• **What to do**: Across all entries below, how many lines include "need"? Only the number, please.

★ ★ ★ ★ ★ ★ ★

PR #398, opened 2020-11-05
Include task name in log output

Porges:
When running tasks which have dependencies which run concurrently, it is hard to understand what is going on. Including the specific task name in the output would help with this.

```
task: go test ./... -tags=noexit
task: ./scripts/verify_boilerplate.sh
task: go fmt .
task: golangci-lint run -v
```

After:
```
task [generator:test]: go test ./... -tags=noexit
task [header-check]: ./scripts/verify_boilerplate.sh
task [generator:format-code]: go fmt .
task [generator:lint]: golangci-lint run -v
```

I structured the name to match how `output: prefixed` works.

### DIFF
--- a/task.go
+++ b/task.go
@@ -346,7 +346,7 @@ func (e *Executor) runCommand(ctx context.Context, t *taskfile.Task, call taskfi
 		return nil
 	case cmd.Cmd != "":
 		if e.Verbose || (!cmd.Silent && !t.Silent && !e.Taskfile.Silent && !e.Silent) {
-			e.Logger.Errf(logger.Green, "task: %s", cmd.Cmd)
+			e.Logger.Errf(logger.Green, "task [%s]: %s", t.Name(), cmd.Cmd)
 		}
 
 		if e.Dry {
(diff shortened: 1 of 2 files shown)


mradhi:
I appreciate this PR, but I think there is no need for the "task" prefix anymore the task name is really meaningful in that case, but we may think more about the layout of the displayed output.

What about:

```
* Executing task <task_1_name> [col] [timestamp]
* Executing task <task_2_name> [col] [timestamp]
etc...
```

For the commands executed for each task, I think we may need to add some flag (maybe `-v` flag to control verbosity)

Porges:
Would you merge this as a small improvement first, and then rework the whole layout later? I feel like it could take some discussion to settle onto a new output format, so it would be nice to have a small improvement in the mean time 🙂

marco-m:
I think this is a good idea indeed.
For the output format, I am fine with the format proposed in the PR (my 2 cents).

andreynering:
Hi @Porges,

Sorry for the long wait to review your PR. This project has been having more issues and PRs than I can keep up.

Thanks for your patch! I just manually merged it with a tiny change: I moved the `[...]` to after the colon `:` so we keep the consistency with the other logs which all start with `task:`.

The commit: fe917affd2b248d70c0084e8282a3190e16e4483.

PR #399, opened 2020-11-06
Include pre, post, and final run functions

zlesnr:
This allows the user to customize the run, wrapping the output of each task run
with an execution of a pre and post function.  A deferred final function is also
included to ensure any cleanup, if necessary.

This is being used as a library, where task is injected from another process.

### DIFF
--- a/task.go
+++ b/task.go
@@ -52,6 +52,10 @@ type Executor struct {
 	Output      output.Output
 	OutputStyle string
 
+	PreRun   func(*taskfile.Task, map[string]interface{})
+	PostRun  func(*taskfile.Task, map[string]interface{})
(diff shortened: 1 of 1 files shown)


sanderblue:
+1 por favor

andreynering:
Hi @zlesnr,

I'm confused by this. Can you explain better your use case?

Task as a library ™️ is something still kinda experimental, and if we allow more customization in the future, I think it'd look different than this, and it'd likely need to be more flexible.

zlesnr:
We didn't end up implementing this, so I think we can close this.  We're keen to see what changes will be implemented to get this used as a library.  We're currently using it as such, and there are some limitations currently, but those may be accounted for by those changes you mention.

★ ★ ★ ★ ★ ★ ★

• **Written answer**: 3